▶ _Exercise material_:
━━━━━━━━━━━━━━━━

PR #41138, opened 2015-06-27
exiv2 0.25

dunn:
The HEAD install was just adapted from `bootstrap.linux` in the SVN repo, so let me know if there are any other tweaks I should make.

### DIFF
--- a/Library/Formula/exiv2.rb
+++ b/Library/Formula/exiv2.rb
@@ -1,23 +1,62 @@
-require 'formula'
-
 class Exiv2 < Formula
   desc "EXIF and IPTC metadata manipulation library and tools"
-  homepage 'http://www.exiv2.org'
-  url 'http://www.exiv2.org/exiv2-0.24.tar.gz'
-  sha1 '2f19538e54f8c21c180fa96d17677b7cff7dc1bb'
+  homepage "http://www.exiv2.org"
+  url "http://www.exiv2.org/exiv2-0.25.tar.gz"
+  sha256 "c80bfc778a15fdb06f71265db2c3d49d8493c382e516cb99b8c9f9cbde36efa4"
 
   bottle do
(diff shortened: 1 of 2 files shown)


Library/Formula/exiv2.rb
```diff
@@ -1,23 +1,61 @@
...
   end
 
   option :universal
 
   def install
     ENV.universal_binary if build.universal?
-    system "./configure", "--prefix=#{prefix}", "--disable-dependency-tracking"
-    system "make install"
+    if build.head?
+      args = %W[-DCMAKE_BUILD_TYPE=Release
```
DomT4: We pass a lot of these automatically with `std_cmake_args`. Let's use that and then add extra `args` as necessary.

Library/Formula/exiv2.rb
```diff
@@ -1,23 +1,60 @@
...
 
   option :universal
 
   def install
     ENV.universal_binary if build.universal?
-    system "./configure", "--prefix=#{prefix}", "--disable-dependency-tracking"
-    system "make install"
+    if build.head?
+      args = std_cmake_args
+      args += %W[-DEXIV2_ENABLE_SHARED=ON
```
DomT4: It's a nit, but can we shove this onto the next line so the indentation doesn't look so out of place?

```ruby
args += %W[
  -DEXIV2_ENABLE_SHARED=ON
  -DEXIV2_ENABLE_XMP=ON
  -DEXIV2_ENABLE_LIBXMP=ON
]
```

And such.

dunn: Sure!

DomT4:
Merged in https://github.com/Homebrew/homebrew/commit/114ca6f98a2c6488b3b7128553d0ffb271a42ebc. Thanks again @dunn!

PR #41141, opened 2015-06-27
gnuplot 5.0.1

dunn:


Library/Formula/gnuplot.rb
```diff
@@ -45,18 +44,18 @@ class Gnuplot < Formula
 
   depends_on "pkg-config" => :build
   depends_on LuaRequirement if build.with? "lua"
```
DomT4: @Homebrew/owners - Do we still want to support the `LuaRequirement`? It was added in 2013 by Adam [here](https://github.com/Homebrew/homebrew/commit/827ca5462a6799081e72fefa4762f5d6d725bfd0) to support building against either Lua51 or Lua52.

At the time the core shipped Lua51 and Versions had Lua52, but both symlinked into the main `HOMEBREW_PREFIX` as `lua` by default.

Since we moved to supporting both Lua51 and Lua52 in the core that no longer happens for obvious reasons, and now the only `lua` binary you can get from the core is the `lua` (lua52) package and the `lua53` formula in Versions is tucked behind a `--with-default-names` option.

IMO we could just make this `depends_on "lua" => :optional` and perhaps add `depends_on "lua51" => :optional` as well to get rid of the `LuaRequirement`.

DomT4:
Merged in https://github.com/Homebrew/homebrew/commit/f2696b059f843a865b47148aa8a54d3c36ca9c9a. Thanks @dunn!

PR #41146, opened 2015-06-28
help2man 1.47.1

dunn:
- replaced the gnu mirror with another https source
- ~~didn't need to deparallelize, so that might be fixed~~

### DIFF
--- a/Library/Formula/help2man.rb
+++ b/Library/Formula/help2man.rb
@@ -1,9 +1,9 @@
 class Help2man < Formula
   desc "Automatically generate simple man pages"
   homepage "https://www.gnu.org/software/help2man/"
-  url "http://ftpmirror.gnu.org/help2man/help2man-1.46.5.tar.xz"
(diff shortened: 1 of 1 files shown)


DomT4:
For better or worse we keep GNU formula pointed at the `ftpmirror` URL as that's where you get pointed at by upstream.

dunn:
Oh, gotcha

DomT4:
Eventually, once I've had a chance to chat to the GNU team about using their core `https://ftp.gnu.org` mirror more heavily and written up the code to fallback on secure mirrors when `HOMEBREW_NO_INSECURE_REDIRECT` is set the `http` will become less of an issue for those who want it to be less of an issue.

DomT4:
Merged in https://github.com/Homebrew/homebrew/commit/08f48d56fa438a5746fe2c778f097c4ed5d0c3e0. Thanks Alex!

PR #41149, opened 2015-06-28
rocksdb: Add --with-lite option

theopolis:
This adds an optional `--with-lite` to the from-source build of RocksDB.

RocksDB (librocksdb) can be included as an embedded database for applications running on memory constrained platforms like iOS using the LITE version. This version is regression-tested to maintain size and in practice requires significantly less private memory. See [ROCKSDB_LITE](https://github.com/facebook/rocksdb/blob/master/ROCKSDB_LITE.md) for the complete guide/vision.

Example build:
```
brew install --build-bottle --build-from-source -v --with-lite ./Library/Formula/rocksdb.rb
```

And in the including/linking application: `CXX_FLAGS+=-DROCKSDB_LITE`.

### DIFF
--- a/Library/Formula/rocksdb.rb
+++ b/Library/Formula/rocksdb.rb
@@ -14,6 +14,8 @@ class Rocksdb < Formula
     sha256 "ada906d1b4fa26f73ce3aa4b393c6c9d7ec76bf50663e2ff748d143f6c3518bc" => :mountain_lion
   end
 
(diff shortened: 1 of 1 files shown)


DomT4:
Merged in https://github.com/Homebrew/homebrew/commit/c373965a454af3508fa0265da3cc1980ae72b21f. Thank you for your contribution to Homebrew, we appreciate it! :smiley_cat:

━━━━━━━━━━━━━━━━

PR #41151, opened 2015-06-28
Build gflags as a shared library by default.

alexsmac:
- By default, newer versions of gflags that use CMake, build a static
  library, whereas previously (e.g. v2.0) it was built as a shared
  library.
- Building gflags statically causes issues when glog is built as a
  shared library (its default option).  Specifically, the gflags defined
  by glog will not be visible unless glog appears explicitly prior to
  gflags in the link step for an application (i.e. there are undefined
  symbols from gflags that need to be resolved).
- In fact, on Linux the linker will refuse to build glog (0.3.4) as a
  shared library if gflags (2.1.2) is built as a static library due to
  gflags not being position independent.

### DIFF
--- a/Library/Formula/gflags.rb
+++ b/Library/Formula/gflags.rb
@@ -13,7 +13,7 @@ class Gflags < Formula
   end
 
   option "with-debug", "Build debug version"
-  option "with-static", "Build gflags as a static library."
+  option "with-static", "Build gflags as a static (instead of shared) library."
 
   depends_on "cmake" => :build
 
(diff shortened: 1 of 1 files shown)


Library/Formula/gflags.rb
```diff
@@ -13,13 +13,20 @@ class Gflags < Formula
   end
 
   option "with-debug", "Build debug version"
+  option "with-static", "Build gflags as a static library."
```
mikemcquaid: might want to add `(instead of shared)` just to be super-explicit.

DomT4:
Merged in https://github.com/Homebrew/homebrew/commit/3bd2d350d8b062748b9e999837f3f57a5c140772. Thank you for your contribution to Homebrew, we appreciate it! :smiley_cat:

━━━━━━━━━━━━━━━━

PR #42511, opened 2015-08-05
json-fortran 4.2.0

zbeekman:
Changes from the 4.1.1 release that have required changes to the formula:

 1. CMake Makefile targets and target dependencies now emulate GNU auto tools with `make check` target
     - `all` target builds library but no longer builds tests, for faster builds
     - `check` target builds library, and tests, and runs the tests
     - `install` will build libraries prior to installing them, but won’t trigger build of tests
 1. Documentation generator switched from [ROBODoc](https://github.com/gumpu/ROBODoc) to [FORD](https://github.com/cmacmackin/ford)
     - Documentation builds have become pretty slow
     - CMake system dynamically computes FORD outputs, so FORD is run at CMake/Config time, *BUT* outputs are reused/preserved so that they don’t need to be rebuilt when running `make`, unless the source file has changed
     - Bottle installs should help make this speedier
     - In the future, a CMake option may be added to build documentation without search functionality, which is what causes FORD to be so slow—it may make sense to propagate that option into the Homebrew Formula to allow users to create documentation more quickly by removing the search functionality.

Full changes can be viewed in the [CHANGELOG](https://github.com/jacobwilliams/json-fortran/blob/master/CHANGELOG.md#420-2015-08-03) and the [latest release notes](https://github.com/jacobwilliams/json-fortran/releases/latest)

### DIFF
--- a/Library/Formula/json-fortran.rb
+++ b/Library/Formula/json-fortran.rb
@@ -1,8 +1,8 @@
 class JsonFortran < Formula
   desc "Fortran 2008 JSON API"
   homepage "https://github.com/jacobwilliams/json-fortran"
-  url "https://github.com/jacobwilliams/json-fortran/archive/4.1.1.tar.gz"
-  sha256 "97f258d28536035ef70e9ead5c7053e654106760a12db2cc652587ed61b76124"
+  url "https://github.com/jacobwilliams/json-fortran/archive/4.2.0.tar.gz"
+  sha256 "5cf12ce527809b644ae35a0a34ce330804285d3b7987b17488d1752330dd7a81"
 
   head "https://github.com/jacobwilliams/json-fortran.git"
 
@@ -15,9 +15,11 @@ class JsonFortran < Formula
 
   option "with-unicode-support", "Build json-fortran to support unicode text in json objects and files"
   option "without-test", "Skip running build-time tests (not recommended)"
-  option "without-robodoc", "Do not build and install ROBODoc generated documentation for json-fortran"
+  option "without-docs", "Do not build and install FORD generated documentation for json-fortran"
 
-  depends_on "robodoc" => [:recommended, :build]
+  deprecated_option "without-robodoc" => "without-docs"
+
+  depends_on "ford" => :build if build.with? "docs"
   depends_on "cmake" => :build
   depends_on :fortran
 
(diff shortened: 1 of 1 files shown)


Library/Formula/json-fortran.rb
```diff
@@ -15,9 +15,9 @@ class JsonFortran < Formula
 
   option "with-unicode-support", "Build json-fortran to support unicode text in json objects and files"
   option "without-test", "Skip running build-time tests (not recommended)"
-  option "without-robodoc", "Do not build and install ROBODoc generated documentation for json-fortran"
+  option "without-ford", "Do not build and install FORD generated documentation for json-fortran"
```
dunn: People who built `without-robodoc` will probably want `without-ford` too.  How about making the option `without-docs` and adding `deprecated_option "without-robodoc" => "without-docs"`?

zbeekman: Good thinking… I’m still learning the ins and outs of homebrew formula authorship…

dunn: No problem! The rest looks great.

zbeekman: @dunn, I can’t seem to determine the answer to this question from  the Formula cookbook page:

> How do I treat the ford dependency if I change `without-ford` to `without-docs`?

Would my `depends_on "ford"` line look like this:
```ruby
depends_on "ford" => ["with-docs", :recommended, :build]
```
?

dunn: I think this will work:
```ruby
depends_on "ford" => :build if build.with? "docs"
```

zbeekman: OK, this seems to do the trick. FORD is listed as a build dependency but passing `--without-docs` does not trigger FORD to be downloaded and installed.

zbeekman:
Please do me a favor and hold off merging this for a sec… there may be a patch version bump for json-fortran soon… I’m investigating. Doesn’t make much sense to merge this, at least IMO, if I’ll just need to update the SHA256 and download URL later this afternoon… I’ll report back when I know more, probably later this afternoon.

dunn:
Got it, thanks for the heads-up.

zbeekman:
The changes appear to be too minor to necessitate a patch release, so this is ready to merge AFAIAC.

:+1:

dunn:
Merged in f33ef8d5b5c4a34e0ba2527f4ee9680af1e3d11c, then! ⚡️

━━━━━━━━━━━━━━━━

▶ _About this task_:
Your answer should be a single number: how many lines of the material above include "ftpmirror".

▶ _Exercise result_:
2